À l’occasion d’une grande exposition qui lui est consacrée à la Philharmonie de Paris, retour sur les liens étroits qu’entretenait Charlie Chaplin avec la musique. Interprète et réalisateur légendaire, l’homme à la canne et au chapeau melon était également l’auteur de la musique de ses films.

Vers la fin des Temps modernes (1936), alors qu’il vient d’entrer sur la scène d’un cabaret pour chanter Titine, Charlot perd subitement les antisèches que son amie Paulette Goddard avait écrites sur ses manchettes amovibles. Pris de panique car ne connaissant pas les paroles par cœur, il se met à les chercher autour de lui, tandis que l’orchestre joue l’introduction ad libitum. Dans les coulisses, Paulette Goddard lui souffle alors cette phrase magique : « Sing ! Never mind the words ! » (« Chante ! Ne t’occupe pas des paroles ! »). S’ensuit un moment d’anthologie où Charlot chante en charabia. Cette réplique symbolise à elle seule l’importance du rôle de la musique pure chez Charlie Chaplin. Jusqu’à Monsieur Verdoux en 1947, il considérait les mots comme un élément superflu – qu’il s’agisse des dialogues au sein des images ou des paroles au sein d’une chanson. Commentaire poétique et gracieux de l’image ou illustration synchronisée d’une séquence comique chorégraphiée, la musique est au centre du système chaplinesque et possède sa propre marque mélodique et orchestrale.

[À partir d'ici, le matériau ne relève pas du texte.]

PR #2135, opened 2019-05-07
Improving type of AxiosError.isAxiosError

UselessPickles:
Minor improvement to the TypeScript type definition of AxiosError.isAxiosError from `boolean` to `true`.

The value is always exactly `true`, so a type of `true` is more appropriate.

### DIFF
--- a/index.d.ts
+++ b/index.d.ts
@@ -30,12 +30,12 @@ export type Method =
   | 'put' | 'PUT'
   | 'patch' | 'PATCH'
 
-export type ResponseType = 
-  | 'arraybuffer' 
-  | 'blob' 
-  | 'document' 
-  | 'json' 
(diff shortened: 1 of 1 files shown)


index.d.ts
```diff
@@ -30,12 +30,12 @@ export type Method =
   | 'put' | 'PUT'
   | 'patch' | 'PATCH'
 
-export type ResponseType = 
-  | 'arraybuffer' 
-  | 'blob' 
-  | 'document' 
-  | 'json' 
-  | 'text' 
+export type ResponseType =
```
UselessPickles: Looks like my IDE removed unnecessary whitespaces here.

chinesedfan:
Duplicate of #2075. Thank you all the same.

PR #2156, opened 2019-05-16
Add UNPKG property

privatenumber:
Going to https://unpkg.com/axios redirects to https://unpkg.com/axios@0.18.0/index.js , which isn't browser friendly. Adding the unpkg property makes surer it redirects to https://unpkg.com/axios@0.18.0/dist/axios.min.js


chinesedfan:
Closed in favor of #2443.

Né à Londres en 1889, Charlie Chaplin s’est frotté très jeune à l’univers du spectacle grâce à ses parents, artistes de music-hall. À 18 ans, il intégre la troupe de Fred Karno, et c’est lors d’une tournée avec celle-ci qu’il se met à pratiquer avec assiduité non seulement la pantomime, mais aussi la musique. « Pendant cette tournée, j’avais avec moi mon violon et mon violoncelle », racontera-t-il plus tard. « Depuis l’âge de 16 ans, je m’exerçais de quatre à six heures par jour dans ma chambre. […] J’avais l’ambition de devenir un artiste de concert ou, tout du moins, d’utiliser mes talents de violoniste dans un numéro de music-hall. » Dans l’un de ses derniers longs-métrages, Les Feux de la rampe (1952), on se rend compte de l’évidence des liens affectifs que Chaplin entretenait avec le violon. Le personnage de comédien vieillissant qu’il interprète y fait un numéro comique tournant autour de cet instrument. Il est, par ailleurs, accompagné au piano par un certain Buster Keaton.